I have discovered a new wonder formula of incredible awesome-ness and joy.
Basically, it’s a liquid anti-inflammatory which works a lot like Ibuprofen. Except you smear it onto the area you want the most goodness to happen in.
It’s completely awesome (Obviously, use this responsibly and not like a complete idiot. Read the directions, and follow them. PSA done.).
This being said, I would really like to not have to use it anymore. I would also like to get rid of the kineseo tape, foam roller, daily ibuprofen intake, musical joints, worrying twinges, and minor grinding noises that sometimes accompany my general movement.
It seems that the last 18 years of competitive martial arts has cause my body to develop in some interesting ways. For one, all of the muscles related to the martial arts, quads, iliotibial bands, pectorals and everything else involved in kicking and punching, are so overdeveloped that it’s starting to pull my body in weird directions.
All of the muscles used for other things, like walking, sitting, lifting things above my head, and being a succesful human in any setting other than a karate floor, are rather weak and wimpy.
What this means is I’ve had to slow down everything I do and start really looking at the form I’m using. How do I walk? How do I run? How do I squat, lift, kick, stand, and generally do everything all day long?
It’s rather exhausting, and annoying. But, it’s also a constant reminder that everything always comes back to the basics.
At the dojo I’m constantly stressing the importance of basics. How do you kick? How do you stand? Where are your toes? Where are your hands? I tell the students to always make sure everything is as it should be. This means taking your time and making sure it’s done right.
I also walk around with a giant padded sword and smoosh anyone’s feet who needs to make an adjustment. They laugh a lot, but I know it’s totally because they’re completely terrified of the giant padded sword.
I have the US Open coming up in a few weeks, so I’ve been working hard at changing the form of my movements, both in and out of karate, and trying to be the best I can be physically. But, I also just finished a blogging class for my graduate degree.
A class that resulted in the creation of this blog.
One of the biggest pieces of feedback I got was all about taking my time and making sure my writing basics were there. My posts had too many typos, and some pretty basic grammatical errors. It’s what I got for writing fast and needing a whole lot of posts in not a whole lot of time. But, just like I tell my students, doing something well doesn’t equate to doing something fast.
So, it’s back to basics. It’s making sure I take the time to read through posts again and maybe double check on some basic rules about commas. It’s time to start squatting with light weight, and really focusing on where my knees are. It’s time to start all over, and try to rebuild everything from the ground up.
It’s time to move forward. And today, that means taking one step back.
4 thoughts on “Back to Basics: One Step at a Time”
Me really like this one!! 🙂
LikeLiked by 1 person
Lighter weight perfect form( or near perfect as you can get) is always better than heavy weight improper form.
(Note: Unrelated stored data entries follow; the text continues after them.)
PR #723, opened 2025-06-28
Ensure Noto/Pente instances are upgradeable

awrichar:
Clones are not upgradeable out of the box - use ERC1967 proxy instead.

### DIFF
--- a/solidity/contracts/domains/noto/NotoFactory.sol
+++ b/solidity/contracts/domains/noto/NotoFactory.sol
@@ -2,7 +2,6 @@
 pragma solidity ^0.8.20;
 
 import {Ownable} from "@openzeppelin/contracts/access/Ownable.sol";
-import {Clones} from "@openzeppelin/contracts/proxy/Clones.sol";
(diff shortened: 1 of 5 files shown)


solidity/contracts/domains/noto/NotoFactory.sol
```diff
@@ -2,7 +2,6 @@
 pragma solidity ^0.8.20;
 
 import {Ownable} from "@openzeppelin/contracts/access/Ownable.sol";
-import {Clones} from "@openzeppelin/contracts/proxy/Clones.sol";
 import {ERC1967Proxy} from "@openzeppelin/contracts/proxy/ERC1967/ERC1967Proxy.sol";
```
matthew1001, line 5: Was this just not being used before?

awrichar: I think we had just used Clones in some other places, and propagated the pattern to here... without connecting the dot that it then made the instances non-upgradeable (even though they implement UUPSUpgradeable, it doesn't work unless it's coupled with ERC1967).

PR #724, opened 2025-06-30
pente: treat some plugin errors as revert conditions

### LINKED ISSUE #720: bug: Submitting a Pente transaction with an incorrect input causes infinite retry
### What happened?

I submitted a private blockchain transaction to Pente, and accidentally passed a blank string for a `bytes32` value. Rather than failing, the transaction was stuck in an infinite submission loop, failing (and sucking 300% CPU) with this error:

`[2025-06-27T20:59:51.405Z]  INFO transactionFlow:Action TransactionID='e1579eea-0c09-4dfc-bd0c-ab92d1126b9f' Status='new' LatestEvent='TransactionAssembleFailedEvent' LatestError='PD011802: Error assembling transaction: PD011206: DOMAIN pente returned error: java.util.concurrent.ExecutionException: java.lang.Exception: PD011634: ABI encoding request failed: FF22043: Insufficient data elements on input expected=32 found=0 for ABI encoding of component [0][3][0][0][2]' : Transaction not assembled. Waiting for assembler to return pid=1 role=pctm-loop-0x94f4937d6a8edeba7fcb850a0068373b19292458`

Transaction should have simply failed and been removed from the queue.

[paladin2-truncated.log](https://github.com/user-attachments/files/20957649/paladin2-truncated.log)

_No response_

### OS version

<details>

```console
# On Linux:
$ cat /etc/os-release
# paste output here
$ uname -a
# paste output here

# On Windows:
# paste output here
```

</details>

awrichar:
Fixes #720


peterbroadhurst:
I note we did have an API for this I thought 🤔

domains/pente/src/main/java/io/kaleido/paladin/pente/domain/PenteDomain.java
```diff
@@ -282,6 +285,17 @@ protected CompletableFuture<AssembleTransactionResponse> assembleTransaction(Ass
                      setAssemblyResult(AssembleTransactionResponse.Result.REVERT).
                      setRevertReason(e.getMessage()).
                      build());
+         } catch (ExecutionException e) {
+             if (e.getCause() instanceof ErrorResponseException) {
+                // Any error response from a plugin during assembly is considered a revert.
+                // These can stem from things like an invalid ABI or inputs.
+                LOGGER.error(new FormattedMessage("Error response from plugin during assemble for TX {}", request.getTransaction().getTransactionId()), e);
+                return CompletableFuture.completedFuture(AssembleTransactionResponse.newBuilder().
```
peterbroadhurst, line 293: oh - this is just using the spelling that already exists, but in the Java plugin.

peterbroadhurst: Not quite what I'm saying.

I think the only code that can determine if a failure is permanent, is the plugin.

So Paladin should have a spelling to tell the difference explicitly - **not** with PD codes, because those are out of its scope.

- Plugin returns any error that isn't explicitly a "please treat this as a revert": Keep retrying
- Plugin returns an explicit revert: This is a revert

I now understand you've put code into the the Java SDK - to try and guess the difference, and translate that into the Paladin SDK. I disagree with that approach.

I think instead the Java SDK should force the Java plugin to do the right thing.

That could be by defining a specific type of Class of Exception that the code that throw to explicitly revert.

peterbroadhurst: Thanks Andrew, this is super helpful. Yes 👍

awrichar: I've updated this interface with an "error_type" that currently is UNKNOWN or INVALID_INPUT. The encode/decode operations have been adjusted to return INVALID_INPUT in (I think) appropriate cases, and Pente is adjusted to interpret _only this_ error code as a revert.

awrichar: Note that there is an earlier `catch` specifically for EVM execution errors, which was already using the "revert" behavior. This is just adding another `catch` for this other category of failure.

peterbroadhurst (approved):
Thanks for working this through with me, looks great @awrichar 👍

PR #64, opened 2019-11-28
Use RDF/JS rather than JSON-LD

thewilkybarkid:
Rather than using JSON-LD, this uses the [RDF JavaScript interfaces and libraries](https://rdf.js.org/) instead.


src/routes/api-documentation.ts
```diff
@@ -1,106 +1,107 @@
...
+      quad(entryPointGet, hydra('returns'), schema('EntryPoint')),
+      quad(schema('EntryPoint'), hydra('supportedProperty'), entryPointName),
+      quad(entryPointName, rdf('type'), hydra('SupportedProperty')),
+      quad(entryPointName, hydra('title'), literal('Name', 'en')),
+      quad(entryPointName, hydra('property'), schema('name')),
+      quad(schema('name'), rdf('type'), rdf('Property')),
+      quad(entryPointName, hydra('required'), toRdf(true)),
+      quad(entryPointName, hydra('readable'), toRdf(true)),
+      quad(entryPointName, hydra('writeable'), toRdf(false)),
+    );
```
thewilkybarkid, line 50: Clearly this isn't that easy to read.

Wondering if it could be a Turtle (or similar) string that gets parsed. Will leave for now though.

test/rdf.ts
```diff
@@ -0,0 +1,20 @@
...
+export const captureSource = (response: Response): Source => {
+  if (!isSource(response.body)) {
+    throw new TypeError('not a source');
+  }
+
+  return response.body;
+};
+
+export const toArray = async (stream: Stream): Promise<Array<Quad>> => (
+  streamToArray(stream as Stream & NodeJS.ReadableStream)
```
thewilkybarkid: Don't like `Stream & NodeJS.ReadableStream`.

src/routes/article-list.ts
```diff
@@ -1,28 +1,49 @@
...
+        carry.push(quad(articleList, hydra('member'), subject));
+
+        (await streamToArray(articles.match(null, null, null, subject)))
+          .forEach(({ predicate, object }: Quad): void => {
+            carry.push(quad(subject, predicate, object));
+          });
+
+        return carry;
+      }, Promise.resolve(quads),
+    );
```
thewilkybarkid, line 44: This is very messy. Think can use regex for the second match to reduce it to one call, but don't think it's possible to directly paginate on the first.

thewilkybarkid: Thinking we'll still want an `Articles`, which could return a `Stream` or a `Dataset`.

thewilkybarkid:
Going to recreate this PR using datasets. Too many changes to update with, to then be largely replaced.

PR #67, opened 2019-11-29
Adds schema:Article to the API documentation

thewilkybarkid:
The article list, although always empty, references `schema:Article`. This adds it to the API documentation.

Extracted from https://github.com/libero/article-store/pull/47.

### DIFF
--- a/src/routes/api-documentation.ts
+++ b/src/routes/api-documentation.ts
@@ -105,7 +105,7 @@ export default (router: Router): Middleware => (
           [hydra.supportedProperty]: [
             {
               '@type': hydra.SupportedProperty,
-              [hydra.title]: { '@value': 'Name', '@language': 'en' },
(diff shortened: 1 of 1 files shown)


src/routes/api-documentation.ts
```diff
@@ -98,6 +98,24 @@ export default (router: Router): Middleware => (
...
           ],
         },
+        {
+          '@id': schema.Article,
+          '@type': hydra.Class,
+          [hydra.title]: { '@value': 'Article', '@language': 'en' },
+          [hydra.supportedProperty]: [
+            {
+              '@type': hydra.SupportedProperty,
+              [hydra.title]: { '@value': 'Name', '@language': 'en' },
```
giorgiosironi: could `@value` be something else (like `Article title`), if we wanted it to be?

giorgiosironi (approved):

PR #71, opened 2019-12-02
Build on Github Actions

giorgiosironi:

### DIFF
--- a/.github/workflows/ci.yml
+++ b/.github/workflows/ci.yml
@@ -2,6 +2,9 @@ name: CI
 
 on: [pull_request] # TODO: also `master`
 
+env:
+  IMAGE_TAG: github.sha
+
 jobs:
 
   build:
--- a/.github/workflows/ci.yml
+++ b/.github/workflows/ci.yml
@@ -4,7 +4,7 @@ on: [pull_request] # TODO: also `master`
 
 jobs:
 
-  make:
+  build:
 
     runs-on: ubuntu-latest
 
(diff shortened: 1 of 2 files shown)


.github/workflows/ci.yml
```diff
@@ -0,0 +1,36 @@
...
+    - name: Smoke tests
+      run: |
+        set -e
+        TARGET=prod .travis/smoke-test.sh
+        TARGET=dev .travis/smoke-test.sh
+
+    - name: Lint
+      run: make lint
+
+    - name: Test
```
giorgiosironi, line 32: downstream steps are not executed if a previous one fails, at the moment

giorgiosironi:
Opened on the origin repository as forks seem to be poorly supported at the moment.

.github/workflows/ci.yml
thewilkybarkid: What's the cost of separate actions? Multiple Docker builds?

giorgiosironi: Seems multiple jobs, which start in isolated environments and hence Docker builds; unless the image can be shared as an artifact which is possible in principle but likely convoluted. Jobs enable parallelization as they can run on separate environments (actual VMs?)

We may also runn stuff in parallel at the microlevel (`make`, `xargs`) but they will be seen as a single step so doesn't make the failures clear. In general there are some dependencies between these steps, if the smoke tests do not run also `analyse.sh` likely won't (besides dependencies towards `make build` which previously was separated in Travis CI's `install` section).

giorgiosironi:
Possibly the missing event `push` ~`pull_request`~ is causing the fork problems. Will close this and keep working from the fork.

PR #73, opened 2019-12-02
Build with GitHub actions (PR from a fork)

giorgiosironi:


giorgiosironi:
Two checks appear, but it's alright as one was already existing from https://github.com/libero/article-store/pull/71. The results of the two PRs merge with each other but this is a super corner case.

PR #74, opened 2019-12-02
Build with GitHub actions

giorgiosironi:

Equivalent of the Travis CI one. Would remove the Travis CI build as a follow-up rather than atomically switch.


giorgiosironi:
Double check appears on https://github.com/libero/article-store/pull/74/commits/f268afbc299956a76a1e9a1f18dd604a17b0324a because the PR was reopened.

giorgiosironi:
Current serial version clocks in at ~3m11s (`11:35:34` to `11:38:45`).
https://github.com/giorgiosironi/article-store/pull/2/checks takes even more time, ~3m35s (`11:29:01` to `11:32:36`).

Makefile
```diff
@@ -34,7 +34,7 @@ start: ## Start the containers
 stop: ## Stop the containers
 	${DOCKER_COMPOSE} down
 
-wait-healthy: ## Wait for the containers to be healthy
+wait-healthy: gitmodules ## Wait for the containers to be healthy
```
thewilkybarkid: Isn't related?

Makefile
```diff
@@ -52,7 +52,7 @@ exec: ## Run a command on the app container
 		echo "No command provided"; \
 		exit 1; \
 	fi; \
-	${DOCKER_COMPOSE} exec app $(command)
+	${DOCKER_COMPOSE} exec -T app $(command)
```
thewilkybarkid: What happens when there is a TTY? Should be extracted to a separate PR too.

Makefile
giorgiosironi: Travis CI doesn't require this because it checks out Git submodules on its own, whereas the `actions/checkout` Github Action doesn't so needs this as a dependency

Makefile
giorgiosironi: Strange that removing didn't affect the shell Make target. Will experiment.

Makefile
thewilkybarkid: Oh hang on, script's in the submodule.

Makefile
giorgiosironi: The prompt and niceties like completion disappear when running `sh` with `-T` (which means remove the TTY), so will want to keep the command normal for interactive use outside of CI.

Makefile
giorgiosironi: Extract or leave?

Makefile
giorgiosironi: In https://github.com/libero/article-store/pull/77

Makefile
thewilkybarkid: Extract

.github/workflows/ci.yml
```diff
@@ -0,0 +1,39 @@
+name: CI
+
+on: [push, pull_request]
```
thewilkybarkid: `push` has the same problem as https://github.com/libero/article-store/pull/61?

Makefile
thewilkybarkid: In fact, looks like it can do the same as Travis? https://github.com/actions/checkout/blob/50fbc622fc4ef5163becd7fab6573eac35f8462e/action.yml#L13-L14

.github/workflows/ci.yml
```diff
@@ -0,0 +1,39 @@
...
+  build:
+
+    runs-on: ubuntu-latest
+
+    steps:
+    - uses: actions/checkout@v1
+
+    - name: Build Docker images
+      run: |
+        set -e
```
thewilkybarkid: Not needed: https://help.github.com/en/actions/automating-your-workflow-with-github-actions/workflow-syntax-for-github-actions#exit-codes-and-error-action-preference

.github/workflows/ci.yml
```diff
@@ -0,0 +1,39 @@
...
+        TARGET=prod make build
+        TARGET=dev make build
+
+    - name: Lint
+      run: make lint
+      if: always()
```
thewilkybarkid: Meant? Looks like it will be forced to run even if the workflow is cancelled.

thewilkybarkid:
> Current serial version clocks in at ~3m11s (`11:35:34` to `11:38:45`).
> https://github.com/giorgiosironi/article-store/pull/2/checks takes even more time, ~3m35s (`11:29:01` to `11:32:36`).

Probably out of scope for this PR, but would be interested to know what happens when there's a `build` job, then all the others run in parallel (using something like https://stackoverflow.com/a/57877438).

thewilkybarkid:
Should add the badge to the README.

giorgiosironi:
> would be interested to know what happens when there's a build job, then all the others run in parallel

Isn't that what https://github.com/giorgiosironi/article-store/pull/2/checks did? One `build` plus 5 parallel jobs `lint`, `test`, `smoke-tests-prod`, `smoke-tests-dev`, `analyse`. Timestamps available with the hidden button `Show timestamp`.

.github/workflows/ci.yml
giorgiosironi: Only alternative I see to execute in spite of other steps failing would be `success() || failure()` which seems confusing?

thewilkybarkid:
> Isn't that what https://github.com/giorgiosironi/article-store/pull/2/checks did? One `build` plus 5 parallel jobs `lint`, `test`, `smoke-tests-prod`, `smoke-tests-dev`, `analyse`. Timestamps available with the hidden button `Show timestamp`.

Ah ok. Looks like that took ~3 minutes 30ish? Not that much slower, and the separate status checks are useful.

.github/workflows/ci.yml
giorgiosironi: Yes. https://help.github.com/en/actions/automating-your-workflow-with-github-actions/events-that-trigger-workflows#pull-request-event-pull_request states:
> Note: By default, a workflow only runs when a pull_request's activity type is `opened`, `synchronize`, or `reopened`. To trigger workflows for more activity types, use the types keyword.

This doesn't seem to cover new commits on an open pull request (nor do the other activity types listed there?). Will try.

.github/workflows/ci.yml
```diff
@@ -0,0 +1,39 @@
+name: CI
+
+on: [pull_request]
```
giorgiosironi: https://github.com/libero/article-store/pull/74/checks?check_run_id=331381010 triggered so I'd leave it like this until it breaks.

thewilkybarkid: Looks like there's more granular options for creation etc: https://help.github.com/en/actions/automating-your-workflow-with-github-actions/workflow-syntax-for-github-actions#onevent_nametypes

giorgiosironi:
seems to be eagerly green despite this not having run on `master`.

giorgiosironi:
https://github.com/libero/article-store/pull/74/commits/3f33297405c533005badd767458ce02cf3f2edfb stopped building on PRs.

giorgiosironi:
> Looks like that took ~3 minutes 30ish? Not that much slower, and the separate status checks are useful.

If the project grows that could become more performant as it scales to larger amount of tests, and we don't pay for resources; at the moment it's 3x the amount of code however.

thewilkybarkid:
Wonder if it supports some of the fancier YAML syntax? 🤔

giorgiosironi:
Tried https://github.com/libero/article-store/pull/79 for parallelization but YAML anchors are not supported.

.github/workflows/ci.yml
```diff
@@ -0,0 +1,43 @@
+name: CI
+
+on:
+  pull_request:
+    types: [opened, synchronize, reopened]
```
giorgiosironi, line 5: still looking for some documentation about what `synchronize` is. It seems not to be just a merge of `master` into the PR's branch but also adding any commit. Will try removing to see what happens.

giorgiosironi:
No more improvements in the queue, ready for a new pass.

thewilkybarkid:
Going to borrow this PR to try something, will revert if it doesn't work.

thewilkybarkid:
Close to working, but lost the `dev` smoke test.

Feels a bit of a hack though. Tempted to say my preference is to have the separate jobs and live with the duplication. It's a bit annoying, but isn't _that_ bad, and gives us the most useful output. (Separate status checks with sensible names.)

.github/workflows/ci.yml
```diff
@@ -0,0 +1,79 @@
...
+    runs-on: ubuntu-latest
+
+    strategy:
+      matrix:
+        test:
+          - make lint
+          - make test
+          - .travis/smoke-test.sh
+          - .travis/analyse.sh
+        include:
```
giorgiosironi, line 62: reserved keyword in the middle of arbitrary arguments :face_with_head_bandage:

.github/workflows/ci.yml
```diff
@@ -0,0 +1,79 @@
...
+          - env: prod
```
giorgiosironi: smoke tests for `prod` have priority over `dev` ones

.github/workflows/ci.yml
```diff
@@ -0,0 +1,78 @@
...
+      - name: Download Docker image artifact
+        uses: actions/download-artifact@v1
+        with:
+          name: docker-image-${{ matrix.env || 'dev' }}
+
+      - name: Load Docker image
+        run: docker load -i docker-image-${{ matrix.env || 'dev' }}/article-store.tar
+
+      - name: Run test
+        run: ${{ matrix.test }}
```
giorgiosironi, line 82: a good thing about a standardized test job is that it prevents logic creeping into this not-actually-YAML file and pushes into scripts and Makefile targets, that can also be executed locally

.github/workflows/ci.yml
giorgiosironi: now runs both smoke tests

.github/workflows/ci.yml
```diff
@@ -0,0 +1,78 @@
...
+    strategy:
+      matrix:
+        test:
+          - make lint
+          - make test
+          - TARGET=dev .travis/smoke-test.sh
+          - TARGET=prod .travis/smoke-test.sh
+          - .travis/analyse.sh
+        include:
+          - env: prod
```
giorgiosironi: though this is `target` rather than `env`

giorgiosironi:
Current status:

- using a matrix to remove all duplication
- testing targets are independent
- their commit status checks are independent
- overhead of parallelism reduced via compression

We could question the name of the status checks to specify them in [branch protection](https://github.com/libero/article-store/settings/branch_protection_rules/11906254). But given how the infrastructure is managed I'd rather specify they all have to pass rather than listing them all there (assuming they will always appear as in progress or failed).

Build performance can follow reasonable patterns but will always be limited because the infrastructure is standardized. Parallelization here helps in the long run with respect to custom hardware.

giorgiosironi:
First hanging build? https://github.com/libero/article-store/runs/335171718

giorgiosironi:
With 3 jobs (part of the same matrix) blocked on the same step.

giorgiosironi:
`Cancel check suite` does turn off the yellow commit statuses.

giorgiosironi:
All jobs were blocked on
```
version-0.12.2: Pulling from tpluscode/hypermedia-app
```
Can only see this now, as the output was not accessible while they were running.

giorgiosironi:
No problems in pulling locally with:
```
docker-compose --file .docker/docker-compose.yml --file .docker/docker-compose.dev.yml pull console
```
```
$ docker image ls | grep hypermedia-app
tpluscode/hypermedia-app                                  version-0.12.2                             6f4fd57ea35f        11 days ago         125MB
generic-hypermedia-app                                    latest                                     6a02fdf92926        13 days ago         125MB
tpluscode/hypermedia-app                                  version-0.12.1                             d6a905c98767        2 weeks ago         125MB
tpluscode/hypermedia-app                                  alpha                                      16099832ee8d        3 weeks ago         124MB
```

giorgiosironi:
Probably a Docker Hub fluke.

thewilkybarkid (approved):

Leads to stuff like a Pars Defect that you don’t want ( causes spinal instability and resembles a Scotty dog on CT images)this is very common in young men in adolescent years as they can’t help but try to squat heavier than then fellow football team member does and their coach is usually too macho to stop them! Besides over ten reps results in muscle group definition not unnecessary bulk that doesn’t mean more strength . Give me lighter safer weight more reps and definition any day of the week! And do your Y T W I’s to use those rhomboids to pull that spine correct and avoid rounded shoulders! Well done Mr HC good blog! I like this one too!